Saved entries
******

PR #1451, opened 2024-07-30
fix: ringing state issues when call was already ended

santhoshvai:
see comments in the files

### DIFF
--- a/packages/client/src/Call.ts
+++ b/packages/client/src/Call.ts
@@ -416,11 +416,43 @@ export class Call {
       // "ringing" mode effects and event handlers
       createSubscription(this.ringingSubject, (isRinging) => {
         if (!isRinging) return;
-        this.scheduleAutoDrop();
-        if (this.state.callingState === CallingState.IDLE) {
-          this.state.setCallingState(CallingState.RINGING);
+        const callSession = this.state.session;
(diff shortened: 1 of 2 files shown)


packages/client/src/Call.ts
santhoshvai, line 1: now checks conditions when the call should leave out ringing state to idle

packages/react-native-sdk/src/hooks/useAndroidKeepCallAliveEffect.ts
santhoshvai, line 1: fixes a bug where we didnt stop foreground service of incoming call notifications when call is joined

packages/react-native-sdk/src/hooks/useAndroidKeepCallAliveEffect.ts
```diff
@@ -90,9 +85,7 @@ export const useAndroidKeepCallAliveEffect = () => {
           );
           if (activeCallNotification) {
             // this means that we have a incoming call notification shown as foreground service and we must stop it
-            if (isAndroid7OrBelow) {
-              notifee.stopForegroundService();
-            }
+            notifee.stopForegroundService();
```
oliverlaz, line 88: Shouldn't we catch the possible rejections here?

oliverlaz (approved):

PR #25, opened 2025-10-27
fix: make integration tests fail fast and fix validation error handling

yilongli:
Problem: Integration tests currently loop forever when validation fails instead of terminating with a clear error message.

Changes:
- Add stop_on_first_err flag to ChainSyncConfig to terminate chain_sync on first error (enabled in integration tests, disabled in production)
- Fix grow_local_chain to use error_message from ValidationResult instead of constructing incorrect StateRootMismatch errors where actual and claimed fields were the same
- Change FailedValidation variant to accept String for better error messages
- Fix clippy warnings (ok_or_else -> ok_or)


flyq (approved):
lgtm

PR #26, opened 2025-10-28
opt: Optimize remote chain tracking and batch validation task ingestion.

flyq:
- Increase the remote tracker lookahead window to 80 blocks and tighten the poll interval to 100 ms so the validator keeps a healthier buffer of remote data.
  - Rework the tracker loop to fetch headers plus Salt/MPT witnesses in parallel, stop at the first RPC/DB failure, and queue the successful batch once the join completes.
  - Replace the single-task insert with ValidatorDB::add_validation_tasks, batching block data, both witness types, and task queue entries in one transaction to cut write overhead.
  - Extend grow_remote_chain to accept an iterator of headers, appending a validated sequence in a single transaction while preserving parent-link checks.

### DIFF
--- a/bin/stateless-validator/src/main.rs
+++ b/bin/stateless-validator/src/main.rs
@@ -457,7 +457,8 @@ async fn remote_chain_tracker(
                 remote_tip.0 + 1
             );
 
-            let fetch_data = future::join_all(
+            // Fetch blocks in parallel
+            let tasks = future::join_all(
                 (remote_tip.0 + 1..remote_tip.0 + 1 + blocks_to_fetch).map(|block_number| {
                     let client = client.clone();
                     tokio::spawn(async move {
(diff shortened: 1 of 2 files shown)


bin/stateless-validator/src/main.rs
```diff
@@ -110,8 +112,8 @@ impl Default for ChainSyncConfig {
             concurrent_workers: num_cpus::get(),
             sync_poll_interval: Duration::from_secs(1),
             sync_target: None,
-            tracker_lookahead_blocks: 10,
-            tracker_poll_interval: Duration::from_secs(2),
+            tracker_lookahead_blocks: 80,
```
yilongli, line 115: 80这个值是怎么定的？

flyq: 之前设置40的时候，还有部分情形会一次请求40个block，说明gap为0，workers 在等待。就设置了一个80值

yilongli (approved):

PR #27, opened 2025-10-31
chore(deps): update salt deps and adapt to new Witness::create() API

yilongli:
Update salt dependency to rev 57fa05e. Refactor state update logic in executor.rs to adapt to the new Witness::create() API by separating updates from inserts/deletes and applying updates first, then inserts/deletes in deterministic order to match the witness's expected key ordering.


flyq (approved):
lgtm

PR #29, opened 2025-11-01
fix: add bytecode codehash validation and improve integration test

yilongli:
Add validation to ensure RPC provider returns bytecode matching the expected codehash from the witness. This prevents malicious or corrupted bytecode from being used during validation.

The integration test is updated to properly exercise bytecode fetching by removing contract pre-population and implementing an eth_getCode RPC handler in the mock server. This makes the test more effective by testing the actual code path that fetches and validates bytecode.

### DIFF
--- a/bin/stateless-validator/src/main.rs
+++ b/bin/stateless-validator/src/main.rs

******

■ PROBLEM STATEMENT ■
The lines from the one containing "chore(deps): update salt" through the final line of the entries above are to be printed exactly, with nothing added.

■ REPLY ■
chore(deps): update salt deps and adapt to new Witness::create() API

yilongli:
Update salt dependency to rev 57fa05e. Refactor state update logic in executor.rs to adapt to the new Witness::create() API by separating updates from inserts/deletes and applying updates first, then inserts/deletes in deterministic order to match the witness's expected key ordering.


flyq (approved):
lgtm

PR #29, opened 2025-11-01
fix: add bytecode codehash validation and improve integration test

yilongli:
Add validation to ensure RPC provider returns bytecode matching the expected codehash from the witness. This prevents malicious or corrupted bytecode from being used during validation.

The integration test is updated to properly exercise bytecode fetching by removing contract pre-population and implementing an eth_getCode RPC handler in the mock server. This makes the test more effective by testing the actual code path that fetches and validates bytecode.

### DIFF
--- a/bin/stateless-validator/src/main.rs
+++ b/bin/stateless-validator/src/main.rs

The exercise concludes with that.